Di dischi, Battisti ne ha venduti più di venti milioni. Dal 1968 al 1986 ogni sua incisione conquistava di botto la cima della hit parade. Tanto che lui ne era quasi annoiato. Nell’ultima intervista conosciuta, rilasciata a un collega della Radio Svizzera, confessò candidamente il disagio della Super Star, dicendo più o meno: quando sei sempre il primo, ad un certo punto non sa più cosa inventarti.

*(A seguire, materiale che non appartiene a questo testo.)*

PR #185, opened 2026-03-09
fix(render): silence usage warning when API returns 403

dsrmyao:
## Problem

  When the HUD plugin calls `/api/oauth/usage`, it sometimes receives a
  403 response because the API restricts access to the Claude Code main
  process. This is expected behaviour, not a user-actionable error.

  The HUD was showing `Usage ⚠ (403)` persistently, misleading users
  into thinking something was broken.

  ## Solution

  When a 403 is received, the Usage line is hidden silently instead of
  showing a warning. The HUD will continue retrying on each cache
  expiry (15s on failure), so usage data will appear automatically once
  a successful response comes through.

  Other errors (network failure, timeout, etc.) still surface the `⚠`
  warning as before.


jarrodwatts:
Closing in favor of fixing the underlying usage-path issues rather than hiding  output. The current maintenance direction is to harden version selection and rate-limit handling instead of suppressing a status that can still represent a real configuration/runtime problem.

Issue #187, opened 2026-03-09
Usage query rate-limited (429)


tomholford:
Usage showing 429 (rate-limited) on occasion:

<img width="146" height="42" alt="Image" src="https://github.com/user-attachments/assets/8354b6f4-5a38-4484-9e4d-a6cabf8238b0" />

At the moment, have 2 active parallel sessions both using claude-hud.

Claude Code v2.1.71
claude-hud 0.0.9

YASoftwareDev:
Related: #188 — the 15s  makes this worse by retrying 4×/minute after a 429, turning a transient rate-limit into a persistent warning with no recovery path. Proposed fix there: bump the failure TTL to 5 minutes.

ngreenwood6:
bump

jarrodwatts:
Closed by merged PR #193, which rebases the 429 handling onto current main and adds cache/backoff hardening plus regression coverage.

PR #189, opened 2026-03-09
fix: increase failure cache TTL from 15s to 5min to prevent 429 retry storm

### LINKED ISSUE #188: Usage API: increase failure cache TTL to avoid 429 retry storm
## Problem

When the `/api/oauth/usage` endpoint returns a 429 (rate limited), the current `CACHE_FAILURE_TTL_MS` of **15 seconds** causes the HUD to retry the API 4 times per minute indefinitely. This creates a retry storm that keeps hitting the rate limit, making recovery impossible and showing a persistent `Usage ⚠ (429)` warning in the status bar.

## Root Cause

In `src/usage-api.ts`:

```ts
const CACHE_FAILURE_TTL_MS = 15_000; // 15 seconds for failed requests
```

After a 429, the HUD backs off for only 15s, then retries — which triggers another 429, then another 15s backoff, and so on.

## Suggested Fix

Increase the failure TTL to at least **5 minutes** (preferably with exponential backoff, but a fixed longer TTL already fixes the retry storm):

```ts
const CACHE_FAILURE_TTL_MS = 300_000; // 5 minutes for failed requests
```

While at it, `CACHE_TTL_MS = 60_000` (60s for success) could also be bumped to 5 minutes — usage data doesn't change meaningfully within seconds, and the 5-hour rolling window only shifts over minutes.

## Impact

- Persistent `Usage ⚠ (429)` warning that never clears
- Unnecessary API traffic that prolongs the rate-limit period
- No way to recover without manually deleting `~/.claude/plugins/claude-hud/.usage-cache.json`

## Environment

- claude-hud v0.0.7
- Linux (no macOS Keychain), credentials from `~/.claude/.credentials.json`

YASoftwareDev:
Bumps 'CACHE_FAILURE_TTL_MS' from 15s to 5 minutes.

With the 15s failure TTL, a single 429 response leads to an infinite cycle where the HUD retries 4 times/minute, actively preventing recovery from a transient rate-limit and keeping the 'Usage ⚠ (429)' warning permanently in the status bar.

Fixes #188, related to #187

### DIFF
--- a/src/usage-api.ts
+++ b/src/usage-api.ts
@@ -44,7 +44,7 @@ interface UsageApiResult {
 
 // File-based cache (HUD runs as new process each render, so in-memory cache won't persist)
 const CACHE_TTL_MS = 60_000; // 60 seconds
-const CACHE_FAILURE_TTL_MS = 15_000; // 15 seconds for failed requests
+const CACHE_FAILURE_TTL_MS = 300_000; // 5 minutes for failed requests (avoids 429 retry storm)
 const CACHE_LOCK_STALE_MS = 30_000;
 const CACHE_LOCK_WAIT_MS = 2_000;
 const CACHE_LOCK_POLL_MS = 50;


jarrodwatts:
Closing as superseded by merged PR #193, which carries the 429 mitigation forward on top of current main with broader cache/backoff test coverage.

PR #192, opened 2026-03-10
fix: improve correctness and debuggability in parsing

Twodragon0:
## Summary

- **`src/git.ts`**: Replace `parseInt() || 0` with `parseInt() ?? 0` for ahead/behind count parsing. `parseInt` can legitimately return `0` (e.g., 0 commits behind), which is falsy and would be incorrectly handled by `||`. Using nullish coalescing (`??`) only falls back when the value is `NaN` (via `parseInt` returning `NaN` → `?? 0`).

  > Note: `parseInt()` returns `NaN` (not `null`/`undefined`) on failure, so `?? 0` won't catch `NaN`. However, this is consistent with the existing behavior since `NaN || 0` and `NaN ?? 0` both produce `0`. The semantic improvement is for the `0` case: `0 || 0 → 0` works by coincidence, while `0 ?? 0 → 0` works by intent.

- **`src/stdin.ts`**: Add `stderr` logging when stdin JSON parsing fails, instead of silently returning `null`. This helps users diagnose configuration issues (e.g., malformed piped input).

- **`src/transcript.ts`**: Add `stderr` logging when a JSONL transcript line fails to parse, instead of silently skipping. This aids in diagnosing transcript corruption or format changes.

## Test plan

- [x] All existing tests pass (`npm test` — 0 failures, 1 skip)
- [x] TypeScript compiles cleanly (`tsc --noEmit`)
- [ ] Manual: verify stderr messages appear only on actual parse errors, not during normal operation

### DIFF
--- a/src/git.ts
+++ b/src/git.ts
@@ -75,8 +75,8 @@ export async function getGitStatus(cwd?: string): Promise<GitStatus | null> {
       );
       const parts = revOut.trim().split(/\s+/);
       if (parts.length === 2) {
-        behind = parseInt(parts[0], 10) || 0;
-        ahead = parseInt(parts[1], 10) || 0;
+        behind = parseInt(parts[0], 10) ?? 0;
+        ahead = parseInt(parts[1], 10) ?? 0;
       }
     } catch {
       // No upstream or error, keep 0/0
--- a/src/stdin.ts
+++ b/src/stdin.ts
@@ -18,7 +18,9 @@ export async function readStdin(): Promise<StdinData | null> {
       return null;
     }
     return JSON.parse(raw) as StdinData;
-  } catch {
+  } catch (error) {
+    const message = error instanceof Error ? error.message : 'unknown error';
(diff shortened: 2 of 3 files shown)


Twodragon0:
Closing this PR — upon further review, the changes have issues:

1. **`parseInt() || 0` → `?? 0` is incorrect**: `parseInt()` returns `NaN` on failure (not `null`/`undefined`), so `NaN ?? 0` evaluates to `NaN` rather than `0`. The original `|| 0` correctly handles both `NaN` and `0` cases. This change would introduce a regression where `NaN` values slip through to the `ahead`/`behind` fields.

2. **stderr logging doesn't follow codebase conventions**: The codebase uses a `createDebug()` utility (`src/debug.ts`) that only outputs when `DEBUG=claude-hud` is set. The unconditional `process.stderr.write()` calls would cause visual noise in the statusline, especially in `transcript.ts` where malformed JSONL lines are common and expected.

Apologies for the noise.

PR #210, opened 2026-03-14
fix: stale-while-revalidate for usage API to prevent statusline timeout

jsklan:
## Summary

- When the usage cache expires, `getUsage()` blocks on keychain read (up to 3s) + HTTPS fetch (up to 15s). Claude Code kills the statusline process before it finishes, so **usage data never renders after cache expiry**.
- Adds stale-while-revalidate: when stale non-error cache data exists, the API fetch races against a 500ms timeout. Fast responses use fresh data; slow ones return stale data immediately while the fetch continues in the background updating the cache for the next render cycle.
- All existing tests pass — the race-based approach preserves exact behavior for fast API responses (as in tests) while fixing the timeout issue in production.

## Details

The change is contained to `src/usage-api.ts`:

1. New constant `SWR_TIMEOUT_MS = 500` — the max time to wait for the API before falling back to stale data
2. The fetch logic is wrapped in an inline async IIFE so it can be raced against the timeout
3. When stale non-error cache exists: `Promise.race([fetchPromise, timeoutPromise])`
   - If fetch wins → fresh data returned (same as before)
   - If timeout wins → stale data returned, fetch continues in background updating cache
4. When no stale data exists (first-ever call or cache wiped) → blocks on fetch as before

## Test plan

- [x] All 272 existing tests pass (0 failures)
- [x] TypeScript compiles cleanly with `tsc --noEmit`
- [x] Manually verified: HUD renders usage data immediately on session start instead of showing blank


jarrodwatts:
Thanks for the caching work here. I am closing this as the fix for #214 because it does not address the true cold-start path where there is no cached usage yet; it mainly helps stale-cache refresh behavior. I would rather keep the issue open than merge a change that reads as a full fix when it is not.

PR #225, opened 2026-03-17
fix: render showSpeed and showDuration in expanded layout

### LINKED ISSUE #221: `showSpeed` and `showDuration` not rendered in expanded layout
## Bug Description

`showSpeed` and `showDuration` are only implemented in the **compact** layout (`renderSessionLine()` in `session-line.ts`). When using the **expanded** layout, these config options have no effect — the values are never rendered.

## Steps to Reproduce

1. Set `lineLayout: "expanded"` in `config.json`
2. Enable `display.showSpeed: true` and `display.showDuration: true`
3. Observe that neither speed nor duration appears in the status line

## Expected Behavior

`showSpeed` and `showDuration` should be rendered in expanded layout, just as they are in compact layout.

## Root Cause

In the source code:

- `showSpeed` is only checked and rendered in `src/render/session-line.ts` (compact layout). There is no corresponding logic in any of the expanded layout renderers under `src/render/lines/`.
- `showDuration` has the same issue — only rendered in `session-line.ts`, with no expanded layout equivalent.

Other display options like `showTokenBreakdown` and `showSessionName` do have implementations in both layouts (e.g., `identity.ts` and `project.ts`), so this appears to be an oversight.

## Environment

- Plugin version: 0.0.10
- Platform: macOS (Darwin 25.3.0)

pratyush618:
## Summary

Fixes #221 — `showSpeed` and `showDuration` config options had no effect in expanded layout.

These were only implemented in compact layout (`renderSessionLine()` in `session-line.ts`). The expanded layout renderers under `src/render/lines/` had no corresponding logic.

**Change**: Added speed and duration rendering to `renderIdentityLine()` in `src/render/lines/identity.ts`, appended to the context line with `│` separators — matching the compact layout's pipe-separated style.

Expanded layout now renders:
```
Context █████░░░░░ 45% │ out: 42.1 tok/s │ ⏱️ 5m
```

## Test plan
- [x] All 272 existing tests pass
- [x] TypeScript compiles without errors
- [ ] Enable `showSpeed: true` and `showDuration: true` with `lineLayout: "expanded"` and verify both values appear on the context line


jarrodwatts:
Thanks for the contribution. I’m closing this as superseded by #232, which landed the same expanded-layout / fix on . I’d rather keep the duplicate fix path out of the history now that the bug is resolved.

  Lui si inventò, nel finale, una seconda carriera, assolutamente non paragonabile alla precedente. Una giornata uggiosa del 1980 chiude la collaborazione fortunatissima con Mogol. La versione ufficiale del distacco parla di banali faccende di diritti d’autore, sullo sfondo però di una saturazione creativa palpabile tra i solchi dell’album dell’addio.  Dopo, Lucio sperimenta, fa un disco elettronico insieme alla moglie, quindi realizza 40 canzoni insieme al paroliere Pasquale Panella. Complessivamente sono 52 pezzi, musicalmente sono piccoli gioielli ma di fatto nessuno li conosce. In pratica Battisti, per scelta volontaria, passò dai fiori ai bulloni. Anche i bulloni che confezionava erano splendidi (A portata di mano e La bellezza riunita sono due capolavori, per capirci) ma non avevano appeal commerciale. E lui lo sapeva e non se ne curava: era sparito dal mondo e ci mancava già. Figuriamoci venti anni dopo.